RotoGrad

class rotograd.RotoGrad(backbone, heads, rotation_shape, *args, post_shape=(), normalize_losses=False, burn_in_period=20)[source]

Bases: RotateOnly

Implementation of RotoGrad as described in the original paper. [1]

Parameters:
  • backbone (Module) – Shared module.

  • heads (Sequence[Module]) – Task-specific modules.

  • rotation_shape (Union[int, Size]) – Shape of the shared representation to be rotated which, usually, is just the size of the backbone’s output. Passing a shape is useful, for example, if you want to rotate an image with shape width x height.

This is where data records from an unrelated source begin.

PR #838, opened 2025-09-03
Create function to generate a monorepo scaffold

kin0992:
Closes CES-1236

### DIFF
--- a/.changeset/clean-penguins-begin.md
+++ b/.changeset/clean-penguins-begin.md
@@ -2,4 +2,4 @@
 "@pagopa/monorepo-generator": minor
 ---
 
-Create a function to generate a monorepo scaffold
+Create a `plop` generator to scaffold a new monorepo


packages/monorepo-generator/tsup.config.ts
```diff
@@ -0,0 +1,15 @@
...
+
+export default defineConfig({
+  bundle: true,
+  clean: true,
+  dts: true,
+  entry: ["src", "!src/index.ts"],
+  external: ["plop"],
+  format: ["esm", "cjs"],
+  platform: "node",
+  publicDir: "./templates",
```
kin0992, line 11: **note**: this copies files from the specified `publicDir` to the `output` (`dist` in our case)

packages/monorepo-generator/tsup.config.ts
lucacavallaro, line 1: **suggestion(non-blocking):** I think we should use js instead of ts for this config file. The outcome is the same, but using js we don't need the `exclude` field in `tsconfig.js`

packages/monorepo-generator/README.md
```diff
@@ -1,11 +1,18 @@
...
+> Work in progress — expect improvements to templates and prompts.
 
+## Recommended usage (from repository root)
+
+Run the package script from the monorepo root so workspace dependencies and filtered scripts are resolved:
+
+```sh
+# run the package script which builds and runs plop
+pnpm --filter @pagopa/monorepo-generator run generate
+```
```
lucacavallaro, line 18: **thought**: since it is a plop generator I was expecting to use it with `turbo gen` or `plop` directly and not via a custom `generate` script

pnpm-workspace.yaml
```diff
@@ -11,7 +11,7 @@ catalog:
   '@tsconfig/node22': 22.0.2
   '@types/node': ^22.16.2
   prettier: 3.6.2
-  tsup: ^8.5.0
+  tsup: 8.5.0
```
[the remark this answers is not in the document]
kin0992: I don't know, I think `pnpm` did something when I installed `tsup`.
Anyway, I will revert this change

packages/monorepo-generator/src/plopfile.ts
lucacavallaro, line 1: **suggestion**: `plop` and its `plopfile.ts` should be managed outside the generator package. In my opinion this package should export only the generator giving the consumer the ability to include in its own configuration. 

The typical use of `plop` consist to have only one centralized plopfile per repo with multiple registered generators.

In our scenario, `dx generate <name>` command will wrap this logic to give consumers another way to use generators without setting up `plop` in their repo.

  • post_shape (optional, default=()) – Shape of the shared representation following the part to be rotated (if any). This part will be kept as it is. This is useful, for example, if you want to rotate only the channels of an image.

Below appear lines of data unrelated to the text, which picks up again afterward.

PR #858, opened 2025-09-09
Fix APIM module with Private Endpoint support for StandardV2

mamu0:
Resolves the issue where **APIM** cannot be created correctly when `use_case = cost_optimized` is selected.
To do this, the _virtual network type_ become `External` and vnet configuration will be done only for this case as it is not supported by **StandardV2**, and the `private endpoint` is created.

Resolves: CES-1259


infra/modules/azure_api_management/locals.tf
```diff
@@ -13,21 +13,48 @@ locals {
...
+      private_endpoint     = true
+      zones                = null
+    }
+    high_load = {
+      sku                  = "Premium_2"
+      virtual_network_type = "Internal"
+      public_network       = true
+      autoscale            = true
+      alerts               = true
+      private_endpoint     = false
```
gunzip, line 49: question: why private endpoints are disabled for high load tier?

infra/modules/azure_api_management/locals.tf
```diff
@@ -13,21 +13,48 @@ locals {
...
+      public_network       = false
+      autoscale            = false
+      alerts               = true
+      private_endpoint     = true
+      zones                = null
+    }
+    high_load = {
+      sku                  = "Premium_2"
+      virtual_network_type = "Internal"
+      public_network       = true
```
gunzip, line 46: question: why public_network is true for high load?

mamu0: This is the configuration it has always had, I haven’t changed anything to avoid introducing breaking changes. The PR is only meant to fix an incompatibility issue with `cost_optimized` use case.

christian-calabrese (approved):

PR #863, opened 2025-09-10
Features/scaffold terraform repository configuration

kin0992:
Now, the `@pagopa/monorepo-generator` generates Terraform files to manage the GitHub repository during scaffolding. The implementation includes new plop actions to fetch the latest Terraform provider and module versions from GitHub, updates to the generator's documentation, and the addition of required dependencies

Closes CES-1266


packages/monorepo-generator/src/actions/terraform.ts
```diff
@@ -0,0 +1,62 @@
...
+        answers[answerKey] = `${major}.${minor}`;
+        return `Fetched latest version: ${answers[answerKey]}`;
+      },
+      ({ message }) => {
+        // eslint-disable-next-line no-console
+        console.warn(`Could not fetch latest version`);
+        // Plop handles the Promise rejection or exception thrown as a failure
+        throw new Error(message);
+      },
+    );
```
lucacavallaro, line 36: **suggestion:** if this block is not intended to have recoverable errors (such as a fallback value) it is better to avoid using `Result` or refactor it to separate the different parts of the code.

In general, `match` should be used as alternative to `unwrapOr` to return the same value in each branch (like a map for both cases).

Example 1 (using Promise without Result)

```js
try {
  const { major, minor } = await fetchSemverFn();
  answers[answerKey] = `${major}.${minor}`
} catch (e) {
  console.warn(`Could not fetch latest version`);
  throw new Error("Could not fetch latest version", { cause: e });
}
```

Example 2 (using both Result and Promise)

```js
const version = await fetchSemverFn()
    .andThen((semver) =>
      semver ? okAsync(semver) : errAsync(new Error("Invalid version found")),
    )
    .map(({ major, minor }) => `${major}.${minor}`);
if (version.isErr()) {
    console.warn(`Could not fetch latest version`);
  throw new Error("Could not fetch latest version", { cause: version.error });
}
answers[answerKey] = version.value;

```

kin0992: That's even better! I updated the code accordingly

gunzip (commented):
lgtm

PR #866, opened 2025-09-11
Add GitHub Action for filtered Terraform Plan

mamu0:
This PR introduces a new, reusable GitHub Action designed to securely run `terraform plan` and prevent sensitive data from being exposed in logs or outputs.
It integrates logic previously in the `infra_plan.yaml` workflow to remove unnecessary logs, shortening the output. 
The action includes options to lsit sensitive key to hide, disable state refresh and create a plan artifact. 
It outputs a concise summary (the final plan line) and the path to the plan file artifact.

> **NOTE**: In addition to the keys provided as input, there are some generic regex patterns designed to redact values that are likely sensitive. The advantage of this approach is that it doesn’t require maintaining or explicitly listing every key, and additional patterns can be added in the future. However, it comes with a significant downside: it may produce false positives, i.e., it can redact values that shouldn’t be hidden.
> 
> The patterns added in this PR have been tested extensively and, so far, have not produced any false positives.
> 
> Here a small table with pros and cons
> 
> | Approach | Pros | Cons |
> |----------|------|------|
> | **Key-based (input list)** | Clear control, readable output, fewer false positives | Needs maintenance, risk of missing new keys |
> | **Generic regex** | No maintenance, covers unknown sensitive fields | Risk of false positives, output may become less useful |
> | **Hybrid (keys + targeted regex)** | Balanced: safe defaults + flexibility | Slightly more complex implementation |

Resolves: CES-1258 CES-1189


actions/filter-terraform-plan/action.yaml
Krusty93, line 1: **thought**: do we need a separate action to filter the output or we can put it next  to the plan gh action?

mamu0: It’s needed because we want to replace the values during the planning phase, not after it’s done, this way, anything sensitive gets removed in real time.
The part that cleans up the excess also makes more sense when combined with it, since it’s still part of the filtering process.
Besides, those extra elements don’t need to be planned anyway and removing them helps provide a cleaner plan.

actions/filter-terraform-plan/run_plan.sh
Krusty93, line 1: @copilot check for issues in this file. In particular, checks the logic matches what described in PR's description and the modified README file. Check also for security flaws, and eventually propose code improvements

gunzip:
suggestion: add tests for the bash script in order to facilitate eventual refactorings

actions/filter-terraform-plan/action.yaml
```diff
@@ -0,0 +1,53 @@
...
+    required: false
+    default: "."
+  no-refresh:
+    description: "If true, the terraform plan will be executed with the -refresh=false and -lock=false flags."
+    required: false
+    default: "false"
+  sensitive-keys:
+    description: "A comma-separated list of sensitive keys to filter from the plan output."
+    required: true
+  upload-artifact:
```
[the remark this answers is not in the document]
Krusty93: I meant the `upload-artifact` variable. I assume it will always be set to true?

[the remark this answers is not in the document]
lucacavallaro: If not used, this input should be removed ([YAGNI](http://en.wikipedia.org/wiki/You_aren%27t_gonna_need_it)). We can add it back in the future if actual use cases arise.

lucacavallaro (commented):
LGTM but before merging can you link a `infra_plan.yaml` run to make sure there are no regressons?

lucacavallaro (approved):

  • burn_in_period (optional, default=20) – When back-propagating towards the shared parameters, each task loss is normalized dividing by its initial value, \({L_k(t)}/{L_k(t_0 = 0)}\). This parameter sets a number of iterations after which the denominator will be replaced by the value of the loss at that iteration, that is, \(t_0 = burn\_in\_period\). This is done to overcome problems with losses quickly changing in the first iterations.

  • normalize_losses (optional, default=False) – Whether to use this normalized losses to back-propagate through the task-specific parameters as well.

num_tasks

Number of tasks/heads of the module.

backbone

Shared module.

heads

Sequence with the (rotated) task-specific heads.

rep

Current output of the backbone (aft1er calling forward during training).

References

forward(x)

Forwards the input x through the backbone and all heads, returning a list with all the task predictions. It can be thought as something similar to:

preds = []
z = backbone(x)
for R_i, head in zip(rotations, heads):
    z_i = rotate(R_i, z)
    preds.append(head(z_i))
return preds
Return type:

Sequence[Any]

backward(losses, backbone_loss=None, **kwargs)

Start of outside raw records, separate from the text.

PR #1953, opened 2026-07-07
Publish executor fails on 'nothing to commit' race with legacy subrepo sync

krusty93:
## Root cause

Run https://github.com/pagopa/dx/actions/runs/28875477370/job/85649279947 (publish for `azure_app_service` + `azure_app_service_exposed` @ 4.0.1) failed at `git commit` with `nothing to commit, working tree clean`, even though the tag `4.0.1` didn't exist yet remotely.

This happens because the **legacy** `.github/workflows/_release-bash-modules-to-subrepo.yaml` also triggers on the same push (any change under `infra/modules/**`) and its `push-to-subrepo` action pushes the module's current content to the subrepo's `main` branch **unconditionally** — it only conditions the *tag* push on tag-existence, not the content push to `main`. So by the time `nx-release-publish` ran, `main` already matched the module's current tree (pushed moments earlier by the legacy workflow), leaving nothing to commit — and the executor treated that as a hard failure instead of a no-op, so it never created/pushed the `4.0.1` tag.

Both pilot modules' subrepos DO already have the right content on `main` (from the legacy workflow), but are missing the `4.0.1` tag — that's why the user sees updated README/module.json in the subrepos despite the failed run.

Separately found and fixed a latent bug: the commit message template embedded literal `"` characters (`` `git commit -m "Release ${version}"` ``), which `execa` split into two arguments instead of one message string.

## Fix

- `git commit` failures containing `nothing to commit` are now treated as a no-op (content already up to date) instead of throwing — tag creation + push still happen afterwards.
- Commit message is now passed as a single interpolated argument, avoiding the quoting bug.

## Not in scope

This does not remove the race itself (legacy bash workflow still pushes to `main` unconditionally in parallel with the new flow) — that's covered by the planned Phase D retirement of the legacy workflow. This PR just makes the new publish flow resilient to it in the meantime.

## Verification

- `pnpm nx test @pagopa/nx-terraform-plugin` — 109/109 passing (added 2 new tests: no-op on "nothing to commit", real commit failures still throw).
- `pnpm nx run-many --target=lint,typecheck,build --projects=@pagopa/nx-terraform-plugin` — clean.
- Version plan included (patch bump for `@pagopa/nx-terraform-plugin`).

## Next step after merge

Re-trigger the publish for the two pilot modules via `workflow_dispatch` recovery mode (`RELEASE_MODE=publish-all`) on `_release-changesets-pull-request.yaml`/`release-v2.yaml` once this is merged, so `4.0.1` tags get created for both.

Close CES-2190

### DIFF
--- a/packages/nx-terraform-plugin/dist/executors/publish/publish.js
+++ b/packages/nx-terraform-plugin/dist/executors/publish/publish.js
@@ -81,8 +81,7 @@ const publishToGithub = async (input) => {
 				GIT_AUTHOR_NAME: "PagoPA DX Bot",
 				GIT_COMMITTER_EMAIL: "pagopa-dx-bot@pagopa.it",
 				GIT_COMMITTER_NAME: "PagoPA DX Bot"
-			},
-			shell: true
+			}
 		});
 		const safe$ = $$1({ reject: false });
 		await $$1`git init -b main`;
@@ -100,7 +99,11 @@ const publishToGithub = async (input) => {
 			await clearExportWorkingTree(tempExportDir);
 			await copyModuleDirectoryContents(sourceModuleDirectory, tempExportDir);
 			await $$1`git add --all`;
-			await $$1`git commit -m "Release ${input.version}"`;
+			const commitResult = await safe$`git commit -m ${`Release ${input.version}`}`;
+			if (commitResult.exitCode !== 0) {
+				const commitOutput = `${commitResult.stdout}${commitResult.stderr}`;
+				if (!commitOutput.includes("nothing to commit")) throw new Error(`Failed to commit release ${input.version} for ${repoUrl}: ${commitOutput}`);
+			}
 			await $$1`git tag -f ${input.version}`;
 			await $$1`git push origin main`;
 			await $$1`git push origin refs/tags/${input.version} --force`;
--- a/packages/nx-terraform-plugin/dist/executors/publish/publish.js
+++ b/packages/nx-terraform-plugin/dist/executors/publish/publish.js
@@ -81,7 +81,8 @@ const publishToGithub = async (input) => {
 				GIT_AUTHOR_NAME: "PagoPA DX Bot",
 				GIT_COMMITTER_EMAIL: "pagopa-dx-bot@pagopa.it",
 				GIT_COMMITTER_NAME: "PagoPA DX Bot"
-			}
+			},
+			shell: true
 		});
 		const safe$ = $$1({ reject: false });
 		await $$1`git init -b main`;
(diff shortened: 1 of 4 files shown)


packages/nx-terraform-plugin/src/adapters/github/__tests__/publisher.test.ts
```diff
@@ -445,6 +445,66 @@ it("creates and force-pushes a tag named after version", async () => {
...
+    "git ls-remote --exit-code --tags origin refs/tags/1.2.3",
+    "git ls-remote --exit-code --heads origin main",
+    "git fetch origin main",
+    "git checkout -B main origin/main",
+    "git add --all",
+    "git commit -m Release 1.2.3",
+    "git tag -f 1.2.3",
+    "git push origin main",
+    "git push origin refs/tags/1.2.3 --force",
+  ]);
```
gunzip, line 485: suggestion: this test is fragile as is testing too much

packages/nx-terraform-plugin/dist/executors/publish/publish.js
```diff
@@ -100,7 +100,11 @@ const publishToGithub = async (input) => {
 			await clearExportWorkingTree(tempExportDir);
 			await copyModuleDirectoryContents(sourceModuleDirectory, tempExportDir);
 			await $$1`git add --all`;
-			await $$1`git commit -m "Release ${input.version}"`;
+			const commitResult = await safe$`git commit -m ${`Release ${input.version}`}`;
```
gunzip: question: have you tested this change? I suspect that the previous version was the right syntax to use with execa

packages/nx-terraform-plugin/src/adapters/github/__tests__/publisher.test.ts
```diff
@@ -445,6 +445,66 @@ it("creates and force-pushes a tag named after version", async () => {
   ]);
 });
 
+it("still tags and pushes when there is nothing to commit (content already matches remote)", async () => {
+  const { commands } = createGitCommandHarness({
+    onCommand: (command) => {
+      if (command === "git commit -m Release 1.2.3") {
```
gunzip: suggestion: afaik should be quoted
```suggestion
      if (command === "git commit -m \"Release 1.2.3\"") {
```

gunzip:
please don't. use conventional commits for PR titles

Computes the backward computations for the entire model (that is, shared and specific modules). It also computes the gradients for the rotation matrices.

Parameters:
  • losses (Sequence[Tensor]) – Sequence of the task losses from which back-propagate.

  • backbone_loss – Loss exclusive for the backbone (for example, a regularization term).

Return type:

None

property rotation: Sequence[Tensor]

List of rotations matrices, one per task. These are trainable, make sure to call detach().